Multimodal Prompt Transformer with Hybrid Contrastive Learning for Emotion Recognition in Conversation

Shihao Zou,Xianying Huang,Xudong Shen
2023-10-04
Abstract:Emotion Recognition in Conversation (ERC) plays an important role in driving the development of human-machine interaction. Emotions can exist in multiple modalities, and multimodal ERC mainly faces two problems: (1) the noise problem in the cross-modal information fusion process, and (2) the prediction problem of less sample emotion labels that are semantically similar but different categories. To address these issues and fully utilize the features of each modality, we adopted the following strategies: first, deep emotion cues extraction was performed on modalities with strong representation ability, and feature filters were designed as multimodal prompt information for modalities with weak representation ability.

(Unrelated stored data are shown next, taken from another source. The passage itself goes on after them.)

PR #11478, opened 2026-03-09
[Explore] Move raw hits into a module-level cache and keep only lightweight metadata in Redux for reactivity

Maosaic:
## Problem

The Redux `results` slice stored full `ISearchResult` objects — raw OpenSearch hits containing up to 10,000 documents, each potentially with hundreds of fields.

On every `setResults` dispatch, Immer's `produce()` **recursively `Object.freeze()`s the entire new state subtree**, traversing all properties synchronously on the main thread. For large result sets this means potentially millions of property accesses per query execution, causing noticeable UI jank and blocking rendering.

Two of the three dev-mode walker costs were already mitigated: `ImmutableStateInvariantMiddleware` and `SerializableStateInvariantMiddleware` were excluded via `ignoredPaths: ['results']`. The Immer freeze pass inside the reducer itself was the remaining bottleneck and could not be opted out of without removing the data from Redux entirely.

The underlying architectural mismatch: results are always **fully replaced** and **never partially mutated**, so Redux's mutation tracking adds no safety value for them. The data belongs in a cache, not a state store.

## Solution

Move raw hits out of Redux into a **module-level `Map` cache**, keyed by `cacheKey`. Redux stores only lightweight **metadata** per key, used purely as a reactivity signal. A new **cache middleware** in `store.ts` intercepts `setResults` actions and writes the full `ISearchResult` to the cache **before** calling `next(action)` — ensuring that when React re-renders from the Redux state change, `resultsCache.get(key)` already returns fresh data.

### New Redux metadata shape

```ts
interface ResultMetadata {
  total: number;
  elapsedMs: number;
  fieldSchema?: Array<Partial<IFieldType>>;
  instantFieldSchema?: Array<Partial<IFieldType>>;  // Prometheus results
  hasResults: boolean;
}

type ResultsState = Record<string, ResultMetadata>;
```

### Cache + middleware

```ts
// results_slice.ts
export const resultsCache = new Map<string, ISearchResult>();
export const clearResultsCache = () => resultsCache.clear();
```

```ts
// store.ts — createResultsCacheMiddleware (registered first, before all other middleware)
if (setResults.match(action)) {
  resultsCache.set(action.payload.cacheKey, action.payload.results);   // before next(action)
} else if (clearResultsByKey.match(action)) {
  resultsCache.delete(action.payload);
} else if (clearResults.match(action) || resetState || hydrateState) {
  clearResultsCache();
}
return next(action);
```

**Critical ordering invariant:** cache writes happen _before_ `next(action)`. `next(action)` runs the reducer and notifies React subscribers. If a component's `useSelector` fires during that notification and calls `resultsCache.get()`, the cache must already contain fresh data. Moving the writes after `next(action)` would cause the first re-render to read stale results.

### Hook pattern (unchanged public API)

```ts
// Before
const results = useSelector(state => state.results[cacheKey]);

// After — Redux metadata drives reactivity, cache provides hits
const metadata = useSelector(state => cacheKey ? state.results[cacheKey] : null);
const results = metadata ? resultsCache.get(cacheKey) ?? null : null;
```

### Thunk pattern

```ts
// Before
const results = state.results[cacheKey];

// After — thunks read directly from cache, no hooks
const results = resultsCache.get(cacheKey);
```

### Core refactor

| File | Change |
|------|--------|
| `slices/results/results_slice.ts` | Replace `ResultsState` (full hits) with `ResultMetadata`; add `resultsCache` Map and `clearResultsCache()`; update `setResults` reducer to store extracted metadata only; remove `setResultsState` action |
| `state_management/store.ts` | Add `createResultsCacheMiddleware` (registered first); remove now-unnecessary `immutableCheck`/`serializableCheck` `ignoredPaths` for `results` |
| `actions/reset_explore_state/reset_explore_state.ts` | Replace `dispatch(setResultsState(state.results))` with `dispatch(clearResults())` — the old call was always equivalent to a clear since results are not URL-persisted |

### Hooks

| File | Change |
|------|--------|
| `hooks/use_tab_results.ts` | Subscribe to `state.results[cacheKey]` metadata for reactivity; read hits from `resultsCache.get(cacheKey)` |
| `hooks/use_histogram_results.ts` | Same pattern |

### Thunks

| File | Change |
|------|--------|
| `actions/export_actions.ts` | Replace two `state.results[key]` reads with `resultsCache.get(key)` |
| `actions/detect_optimal_tab/detect_optimal_tab.ts` | Replace `state.results[key]` read with `resultsCache.get(key)` |

### Components updated to use hooks

`discover_chart_container.tsx`, `explore_data_table.tsx`, `explore_metrics_data_table.tsx`, `explore_metrics_raw_table.tsx`, `fields_selector_panel.tsx`, `results_summary.tsx`, `use_displayed_columns.ts`, patterns table utilities — all updated to go through `useTabResults` / `useHistogramResults` rather than accessing `state.results[key]` directly.

### Tests (26 files)

- Seed `resultsCache` directly instead of Redux state for tests that need hits data
- Call `clearResultsCache()` in `afterEach` to prevent cross-test bleed
- Assert on `ResultMetadata` shape rather than full `ISearchResult` where appropriate

## Cache lifecycle

The cache is kept in sync with Redux metadata by the middleware — cache entries are removed whenever their corresponding Redux metadata is removed:

| Event | Cache effect |
|-------|-------------|
| `setResults` | `resultsCache.set(cacheKey, fullResult)` |
| `clearResultsByKey` | `resultsCache.delete(cacheKey)` |
| `clearResults` | `clearResultsCache()` |
| `app/resetState` | `clearResultsCache()` |
| `app/hydrateState` | `clearResultsCache()` |

## What did NOT change

- Public API of `useTabResults` and `useHistogramResults` — call sites need no updates
- The `setResults` action payload shape — `{ cacheKey, results: ISearchResult }` is unchanged; the middleware intercepts it before the reducer strips it down to metadata
- `query_actions.ts` and `trace_query_actions.ts` — no changes required

## Verification

```bash
yarn test:jest results_slice
yarn test:jest use_tab_results
yarn test:jest use_histogram_results
yarn test:jest export_actions
yarn test:jest detect_optimal_tab
yarn test:jest explore
yarn typecheck
```

Manual checks:
- Run a query in Explore — results render correctly
- Histogram displays
- CSV export works
- Tab switching preserves results
- Browser back/forward clears results (cache cleared by `hydrateState`/`resetState`)
## Changelog

- chore: Move raw hits into a module-level cache and keep only lightweight metadata in Redux for reactivity

### Check List

- [ ] All tests pass
  - [ ] `yarn test:jest`

### DIFF
--- a/changelogs/fragments/11478.yml
+++ b/changelogs/fragments/11478.yml
@@ -1,0 +1,2 @@
+chore:
+- Move raw hits into a module-level cache and keep only lightweight metadata in Redux for reactivity ([#11478](https://github.com/opensearch-project/OpenSearch-Dashboards/pull/11478))


src/plugins/explore/public/application/utils/state_management/store.ts
```diff
@@ -66,23 +101,17 @@ export const configurePreloadedStore = (
     reducer: rootReducer,
     preloadedState,
     middleware: (getDefaultMiddleware) => {
-      // Exclude results from dev-mode checks: the results slice holds raw OpenSearch hits which
-      // can be very large. ImmutableStateInvariantMiddleware walks the entire state tree on every
-      // dispatch — including stored results — making every user interaction slow when results are
-      // loaded. Results are always fully replaced, never partially mutated, so these checks add
-      // no safety value there.
-      const middlewareOptions = {
```
ananzh, line 74: nit: why remove these two? I think we would not need them due to tiny object, but also no harm to keep them. So this is a deliberate choice, not an accidental omission right?

Maosaic: These settings were added to mitigate the large query result performance issue in dev environment before this change, since we are not storing the query result in redux any more, they are nolonger needed.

Then, we designed a Multimodal Prompt Transformer (MPT) to perform cross-modal information fusion. MPT embeds multimodal fusion information into each attention layer of the Transformer, allowing prompt information to participate in encoding textual features and being fused with multi-level textual information to obtain better multimodal fusion features. Finally, we used the Hybrid Contrastive Learning (HCL) strategy to optimize the model's ability to handle labels with few samples. This strategy uses unsupervised contrastive learning to improve the representation ability of multimodal fusion and supervised contrastive learning to mine the information of labels with few samples. Experimental results show that our proposed model outperforms state-of-the-art models in ERC on two benchmark datasets.
Computation and Language,Sound,Audio and Speech Processing
What problem does this paper attempt to address?
The paper attempts to address two main challenges in Emotion Recognition in Conversation (ERC): 1. **Noise in the process of cross-modal information fusion**: When integrating information from different modalities (such as text, audio, and visual), the semantic gap between these modalities can introduce a significant amount of noise if ignored, thereby affecting the final emotion prediction performance. 2. **Prediction of emotion labels with few samples**: In ERC datasets, there are many emotion labels that are semantically similar but have few samples (e.g., fear and disgust, happiness and excitement). The small number of these labels makes it difficult for the model to accurately predict these emotion categories, thus affecting the overall prediction performance. To address these issues, the authors propose a new model called Multimodal Prompt Transformer with Hybrid Contrastive Learning (MPT-HCL), which aims to fully utilize the features of each modality, reduce noise generation, and improve the prediction capability for emotion labels with few samples. The specific strategies include: - **Deep emotion cue extraction**: Extract deep emotion cues from modalities with strong representation capabilities and design feature filters as multimodal prompt information for modalities with weak representation capabilities. - **Multimodal Prompt Transformer (MPT)**: Embed multimodal fusion information into each attention layer of the Transformer, allowing prompt information to participate in text feature encoding and fuse with multi-level text information to obtain better multimodal fusion features. - **Hybrid Contrastive Learning (HCL)**: Use unsupervised contrastive learning to enhance the representation capability of multimodal fusion and use supervised contrastive learning to mine information from labels with few samples, optimizing the model's ability to handle labels with few samples. Experimental results show that the proposed model outperforms existing state-of-the-art models on two benchmark datasets (IEMOCAP and MELD).